Monkeying Around with Thelonious Monk
Local saxophonist treats campus to a jazz-filled evening
Somewhere in the northwestern suburbs of Philadelphia in the mid-nineties, a middle-school aged Carl Schultz—falling in love with music—was steeping himself in the sounds of Stravinsky one day and rolling to Rush the next.
Then came the moment he heard the sound that would change his life forever.
The song: “Brilliant Corners” by Thelonius Monk—a Jazz that flutters, gyrates, and sways.
“To be frank, I felt like using the overused expression, ‘That’s so metal.’ Angular. Dissonant. The vibe,” Schultz said, currently an adjunct lecturer and the jazz studies director at Santa Clara. “It felt like the music I knew and yet it was its own thing.”
Today, still possessed by the sounds of his youth, Schultz is a saxophonist. After traveling and performing with various musical groups, including The Glenn Miller Orchestra, he moved to the Bay Area and began his time with Santa Clara last quarter.
On Friday evening, he played a tribute performance alongside drummer Isaac Schwartz and organist Ian McArdle to honor the late and great Monk, one of the founding fathers of improvisational Jazz and bebop.
The trio captured the space and moved exuberant sound with gusto and seeming ease. The first notes to hit the audience soared from the woodwind instrument and settled with power across the auditorium, crooning and trilling in tones of velvet.

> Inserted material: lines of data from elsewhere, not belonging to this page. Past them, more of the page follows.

PR #96, opened 2023-11-07
reimplement flows in pyro

deepchatterjeeligo:


alecgunny:
Just took a quick look at the code, and out of curiosity is there a reason to not have the `NormalizingFlow` class inherit from `torch.nn.Module`, that way you can inherit all of the `parameters` and `state_dict` functionality?

deepchatterjeeligo:
> is there a reason to not have the NormalizingFlow class inherit from torch.nn.Module

Nope. That should have been done right from the start.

Schultz carried its swerving shape with grace and passion. Each solo ascended crisp, even-tempered, even tranquilizing.
Isaac Schwartz rattled and rang on the drums, moving ringing beats and pounding accents through the sets. At one point, he tapped and clanged shoulder-jiving solo lines on the rim, a welcome shift in sound that reflected the impact of simple sounds struck in delicate order.
On keys, Ian McArdle wove finger-arching melodies with ease and dexterity, leaping through chords that sprung one after another in jovial conversation.
With an effect during “In Walked Bud,” he drew a sound out of the keys that twinkled like stars, almost like the electro-spice soundtrack of a Mario Bros. game (albeit more sophisticated).
All of this in reverence and celebration of Thelonius Monk.
Schultz gave comment on the process of putting the show together, speaking to Monk’s compositional essence as “simultaneously incredibly specific while leaving room for quite a bit of interpretation.”
“We did not perform all of the pieces as Monk did,” Schultz said. “We came up with arrangements and as we rehearsed them there was an undiscussed evaluation going on. Does this arrangement violate the ‘Monk-ness’ that makes the piece what it is? Once we could answer that question we knew whether or not the arrangement would be used."
Maintaining this “Monk-ness” while continuing to reinterpret and reimagine their sound seems central to Monk’s life and work—the High Priest of Bebop pioneered improvisation and would surely appreciate the trio’s dedication to his spirit in addition to the nuance. There is holiness in music, of course, and Jazz holds its own ability to move the soul.
A newcomer to Monk’s work, I found myself consistently transported to different scenes and landscapes throughout the performance. Ethereal echoes created dreamlike moments. A canyon, tall and wide and open to dialogue. Then a bumblebee, flitting here and there, spilling over with curiosity and movement.
The ear and the body must say yes. The mind must choose to still, so that the music may tumble through it and do its work. Listening to Jazz is like a spiritual practice. Schultz certainly embodies what appears to be a spiritual state when making the Jazz on stage, saxophone swinging.
For me, this practice is still being cultivated. I’m not as immediately enraptured as Schultz, Schwartz and McArdle were in their perfect instrumental ecosystem—their euphoria was clear.
But my foot was definitely swinging.